Turning the World Upside Down

Harvey with his mother, Christine.
Harvey with his mother, Christine.

As you read this, the Long-Range Planning Committee has just finished hosting a conference which they hope and pray will be one of those moments when our church will be “turned upside down.” The event was called the Emmaus Project. Representatives of 17 presbyteries (about 150 participants in total) from across Canada gathered with the dream to initiate a movement among Presbyterians from coast to coast that will see them “turning the world upside down.” Is this merely an exaggerated marketing ploy of the project design team or do they really believe it is possible? Having heard the team’s convener, Rev. Wes Denyer, share the dream of the Emmaus Project I am convinced that they do believe. However, I have also heard Wes share his concern that the church at large could “drop the ball” once the Emmaus Project has done its part in initiating this movement to guide a new way of seeing and a new way of believing.

I share Wes’s concern because I am well aware how easy it would be to do just that. We could very easily bury the benefits of this conference by debating and talking it to death at all the levels of church government and through the seemingly never-ending committees. We are very good at doing that. But, in doing so we will only ensure its work and insights get filed away in a dusty archive under the title, “Been there, done that, and nothing changed.” We could study it and theologize it into the ground without experiencing one iota of its spiritual riches. We are very good at that as well. But it is also possible that we could so open ourselves to the working of the Holy Spirit that we would be ready and willing recipients of whatever the Father has in store for us in and through this timely and possibly ground-shaking initiative. We may not be quite so good at doing this. At least, I know I am not!

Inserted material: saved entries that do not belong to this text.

PR #34, opened 2021-04-16
add: specialArgs

blaggacao:
https://github.com/gytis-ivaskevicius/flake-utils-plus/pull/26/files apparently never made it into staging for a merging error of mine, I guess.

### DIFF
--- a/systemFlake.nix
+++ b/systemFlake.nix
@@ -40,6 +40,7 @@ let
     , builder ? channels.${channelName}.input.lib.nixosSystem
     , modules ? [ ]
     , extraArgs ? { }
+    # These are not part of the module system, so they can be used in `imports` lines without infinite recursion
     , specialArgs ? { }
     }: { inherit channelName system output builder modules extraArgs specialArgs; };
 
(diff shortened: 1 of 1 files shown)


systemFlake.nix
```diff
@@ -40,7 +40,8 @@ let
     , builder ? channels.${channelName}.input.lib.nixosSystem
     , modules ? [ ]
     , extraArgs ? { }
-    }: { inherit channelName system output builder modules extraArgs; };
+    , specialArgs ? { }
```
Pacman99, line 43:
```suggestion
    # These are not part of the module system, so they can be used in `imports` lines without infinite recursion
    , specialArgs ? { }
```
Just to explain the difference, so others don't have to hunt down comments in lib/modules.nix

blaggacao:
Merging this as a fixup of previous merge mistakes (and we need to to proceed with `devos` rebase).

local nixpkgs-fmt yields, I guess we have to provide a devshell so versions can be properly pinned:
```
➜  flake-utils-plus git:(da/specialArgs-back-again) nixpkgs-fmt --check .
0 / 13 would have been reformatted
```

The story of Acts 17 tells us that the leaders of the Jewish synagogue in Thessalonica knew that in their midst were real “world changers!” But they chose to have nothing to do with them. Even worse, they stirred up a riot to drive them out of their presence. There was no way that they were going to let Paul and Silas, and the gospel they preached, change their world and the world of those over whom they held spiritual authority. They would rather go down in history being known as those who refused to be part of a movement turning the world upside down. They may even have been proud of their stance.

But, what of us? Can we handle the possibility that the gospel may have that kind of world-changing impact when it is unleashed upon the human race? Or, must we feel compelled to downplay the instances in which the Good News of Jesus Christ dramatically takes hold of the world and turns it upside down?

We may have a fleeting moment in the shadow of the Emmaus Project to say to our God, “I am on side for whatever it is you are doing in our midst, in our time through the moving of your Holy Spirit. Give me grace to journey down that Emmaus road with you learning to see as we have never seen before and to believe as we have never believed before.” And do you know what just might happen? Our world might just be turned upside down.